REQUIRED WORK: Please find the lines in the entries below that contain the word "tests", and copy each one.

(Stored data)
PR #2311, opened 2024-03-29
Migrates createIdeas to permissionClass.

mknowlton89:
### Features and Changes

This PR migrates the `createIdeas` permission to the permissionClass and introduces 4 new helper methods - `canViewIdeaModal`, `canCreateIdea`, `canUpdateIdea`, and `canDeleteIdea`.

* * *

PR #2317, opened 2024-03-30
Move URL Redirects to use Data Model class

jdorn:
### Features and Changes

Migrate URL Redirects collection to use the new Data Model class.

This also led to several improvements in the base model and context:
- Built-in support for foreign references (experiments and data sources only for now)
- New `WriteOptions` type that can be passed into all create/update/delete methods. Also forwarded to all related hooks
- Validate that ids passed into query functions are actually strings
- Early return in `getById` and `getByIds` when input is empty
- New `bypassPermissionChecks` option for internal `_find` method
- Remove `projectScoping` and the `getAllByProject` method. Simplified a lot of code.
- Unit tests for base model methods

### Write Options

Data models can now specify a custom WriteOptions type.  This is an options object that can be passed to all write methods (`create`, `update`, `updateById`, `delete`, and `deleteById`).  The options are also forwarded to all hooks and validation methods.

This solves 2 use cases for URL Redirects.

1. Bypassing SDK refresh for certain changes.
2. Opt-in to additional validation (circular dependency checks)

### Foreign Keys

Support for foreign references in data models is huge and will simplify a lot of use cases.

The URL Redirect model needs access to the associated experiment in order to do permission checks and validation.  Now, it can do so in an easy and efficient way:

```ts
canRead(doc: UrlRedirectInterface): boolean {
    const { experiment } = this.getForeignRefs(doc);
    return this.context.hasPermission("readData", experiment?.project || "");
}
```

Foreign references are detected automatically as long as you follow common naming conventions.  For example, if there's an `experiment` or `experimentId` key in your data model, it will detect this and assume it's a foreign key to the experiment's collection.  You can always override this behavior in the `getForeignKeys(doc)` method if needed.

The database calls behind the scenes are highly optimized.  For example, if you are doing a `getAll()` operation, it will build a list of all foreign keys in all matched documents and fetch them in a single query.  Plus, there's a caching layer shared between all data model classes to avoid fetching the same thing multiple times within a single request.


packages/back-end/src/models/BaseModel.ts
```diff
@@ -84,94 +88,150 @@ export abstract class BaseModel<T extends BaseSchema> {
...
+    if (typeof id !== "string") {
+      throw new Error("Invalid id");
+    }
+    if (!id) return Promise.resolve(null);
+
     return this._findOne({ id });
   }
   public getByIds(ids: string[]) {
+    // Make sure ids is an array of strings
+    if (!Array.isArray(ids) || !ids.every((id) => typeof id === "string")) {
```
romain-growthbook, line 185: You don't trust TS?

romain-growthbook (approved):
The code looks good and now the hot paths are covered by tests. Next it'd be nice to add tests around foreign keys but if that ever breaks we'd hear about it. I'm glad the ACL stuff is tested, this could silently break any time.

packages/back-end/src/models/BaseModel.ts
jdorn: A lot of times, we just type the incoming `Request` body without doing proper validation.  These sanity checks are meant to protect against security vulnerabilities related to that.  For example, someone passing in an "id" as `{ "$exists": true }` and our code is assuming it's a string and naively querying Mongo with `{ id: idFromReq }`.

--

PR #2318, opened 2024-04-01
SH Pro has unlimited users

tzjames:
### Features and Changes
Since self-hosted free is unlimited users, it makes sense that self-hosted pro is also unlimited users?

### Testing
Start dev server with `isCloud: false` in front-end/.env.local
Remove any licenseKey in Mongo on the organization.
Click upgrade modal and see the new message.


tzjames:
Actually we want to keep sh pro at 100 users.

SOLUTION:
- Unit tests for base model methods
The code looks good and now the hot paths are covered by tests. Next it'd be nice to add tests around foreign keys but if that ever breaks we'd hear about it. I'm glad the ACL stuff is tested, this could silently break any time.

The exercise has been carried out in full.